Schwimmer reflected on what motivated these actions in an interview with Boaz Dvir. He described the alternative as allowing a "Second Holocaust" to happen, saying, "I believed those 600,000 Jews were going to die."

In 1949, Schwimmer returned to the United States and, in 1950, he was convicted of violating the US Neutrality Acts for smuggling the planes into Israel. Schwimmer was stripped of his voting rights and veterans benefits and fined $10,000, but did not receive a prison sentence. Schwimmer refused to ask for a pardon, believing that smuggling weapons to help create Israel was the right moral decision to make. In 2001, President Bill Clinton gave Schwimmer a presidential pardon.

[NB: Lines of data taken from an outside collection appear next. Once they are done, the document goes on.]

PR #769, opened 2026-08-03
Syncing a space no longer makes you its admin

rbuergi:
Running `git_hub_sync update` on a space **silently granted the caller Admin on it**. Nobody asked for that access and nobody should have it: a GitSynced space is owned by `system-security` by definition, and AGENTS.md says so — *"only system-security writes a GitSynced space; if a human or agent account can still write one, that is a misconfiguration to remove"*.

## The chain

1. The import passes the invoking `userId` down as the writer, so every imported node lands with `CreatedBy = that person`.
2. The partition bootstrap reads `CreatedBy` as **the creator** and, when no grant exists yet, mints them an Admin `AccessAssignment` at `{space}/_Access/{user}_Access` — `MeshExtensions.CreateCreatorGrant`.
3. It already skips exactly this when the creator **is** System (`isRealCreator` is false for System).

So the whole escalation was one identity threaded through a deploy path. Anyone who could trigger a sync became the space's administrator.

## The fix

The import writes as **System**. The **activity** still carries the real `userId`, so who triggered the deploy is recorded exactly as before — only the node writes change hands.

Observed live: syncing `Skill` created `Skill/_Access/rbuergi_Access` (`"rbuergi Access"`, role Admin) at the same second as the call. That grant has been deleted; `Skill/_Access` is back to `Public → Viewer` + `system-security`.

Pairs with MeshWeaver.Plugins#310, which makes `Skill` a proper `preInstalled` public package rather than the bare root that let this surface in the first place.

### DIFF
--- a/Directory.Build.props
+++ b/Directory.Build.props
@@ -157,24 +157,20 @@
   <ItemGroup>
     <None Include="README.md" Pack="true" PackagePath="\" />
   </ItemGroup>
-  <!-- Override vulnerable transitive dependencies. Forced as direct PackageReference so
-       the version pin in Directory.Packages.props actually applies (transitive deps
-       otherwise resolve to whatever a higher-up package requested).
-       - System.Security.Cryptography.Xml: CVE in 10.0.0 chain
-       - OpenTelemetry.Api: GHSA-g94r-2vxg-569j (1.13.1 vulnerable)
-       - Microsoft.AspNetCore.DataProtection: GHSA-9mv3-2cwr-p262 (10.0.0 vulnerable)
-       - AngleSharp: GHSA-pgww-w46g-26qg (1.4.0 vulnerable — transitive via bUnit); pinned 1.5.2.
-         The Directory.Packages.props pin was inert without a direct ref (no transitive pinning),
-         so AngleSharp resolved to the vulnerable 1.4.0 and tripped NU1902 as an error under
-         -warnaserror (WarningsNotAsErrors does not exempt NuGet audit advisories from the gate).
-       Conditioned on net10.0 because netstandard2.0 projects (e.g. BusinessRules.Generator)
-       opt out of CPM and don't need these packages. -->
-  <ItemGroup Condition="'$(TargetFramework)' == 'net10.0'">
-    <PackageReference Include="System.Security.Cryptography.Xml" />
-    <PackageReference Include="OpenTelemetry.Api" />
-    <PackageReference Include="Microsoft.AspNetCore.DataProtection" />
-    <PackageReference Include="AngleSharp" />
-  </ItemGroup>
+  <!-- No transitive-dependency overrides are needed any more, and that is deliberate.
+       This block used to force patched versions of System.Security.Cryptography.Xml,
+       Microsoft.AspNetCore.DataProtection, OpenTelemetry.Api and AngleSharp. Every one of those
+       advisories came from something we could fix at SOURCE instead:
+         - Microsoft.Identity.Web 4.9.0 dragged in System.Security.Cryptography.Xml 10.0.7;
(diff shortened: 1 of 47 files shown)


rbuergi:
## Do not merge as-is — the tests found a better fix than mine

Two failures, and the first one changes the diagnosis:

**`PartitionRootBootstrapTest.RepairGrantMissing_CreatingChild_RecreatesCreatorGrant`** — the grant-on-child-write is a **deliberate self-heal**: if a partition's owner grant goes missing, writing a child recreates it. My `!rootExists` condition removes that repair wholesale, so this test is right to fail.

The real defect is narrower than this PR frames it. The repair uses **`creator` = whoever is writing**, not *the partition's owner*. On someone's own home those are the same person and the heal is correct. On `Skill` they are not — a deploy writing one activity node was treated as the owner and handed Admin, reproducibly, on every sync.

In the early 1950s, Schwimmer, who was running an aircraft maintenance company in Burbank, California, was approached by David Ben-Gurion, Israel's then prime minister, who asked Schwimmer to return to Israel and establish an aircraft company for commercial and military purposes. Schwimmer acceded to Ben Gurion's request and founded Israel Aerospace Industries (IAI), of which he became the first CEO. When Schwimmer retired in 1988, IAI was the largest company in Israel, valued at $1 billion. Sam Lewis, a former codefendant, worked for him as a pilot and consultant and helped set up several airlines in Europe, Asia, and South America.

Schwimmer was one of the founders of Savyon, but later moved to Tel Aviv.

==Atlantic Northern Airlines v. Schwimmer==
Schwimmer's name is attached to a significant court case, Atlantic Northern Airlines v. Schwimmer. In 1948, he arranged for the Jewish Agency for Israel to charter a Douglas C-54 aircraft from an American carrier, Atlantic Northern Airlines (ANA), which flew arms from Europe to Israel. The contract ended at the end of summer, but Israel nonetheless retained the aircraft, with the Israeli Air Force crashing it on a beach near Tel Aviv in January 1949. An Israeli organization compensated ANA for the loss of the aircraft, and ANA signed a general release, but then later sued Schwimmer personally for allegedly unpaid rent. Schwimmer prevailed, but only after the case went to the Supreme Court of New Jersey, which set a widely cited precedent for the use of evidence with contracts.

==Political activity==
In the mid-1980s, Schwimmer was a special adviser for technology and industry for Israel's then-Prime Minister Shimon Peres, who became a close friend. In this capacity, Schwimmer was an intermediary between the U.S. and Iran during the Lebanon hostage crisis to trade American and Israeli weapons to Iran for the release of American hostages held by pro-Iranian groups in Lebanon.

In the 1990s, Schwimmer was involved in the movement to codify Israel's constitution, together with a bill to give equality to all branches of Judaism.

== Personal life ==
Schwimmer was married and had two children, Danny and Dafna, as well as four grandchildren, Orr, Ella, Sarah, and Avi. On June 10, 2011, Schwimmer died on his 94th birthday in a hospital in Ramat Gan, Tel Aviv District, Israel.

== Legacy ==
Schwimmer has been called the father of the Israeli Air Force. David Ben-Gurion described his actions as the most important diaspora contribution to the survival of the state of Israel.

In 2015, his exploits during 1948 Arab–Israeli War were depicted in the PBS documentary A Wing and a Prayer, written, directed, and produced by Boaz Dvir. The film contains the only public interview Schwimmer gave in light of these events.

==Awards==
- In 1975, he was awarded the Herzl Prize for his contribution to Israel's security and economy.
- In 2006, Schwimmer was awarded the Israel Prize for his lifetime achievement and special contribution to society and the State.
- In 2018, Schwimmer was posthumously honored by the Embassy of Israel in Washington, D.C., as one of the 70 most valuable American contributors to the strengthening of Israel and its alliance with the United States.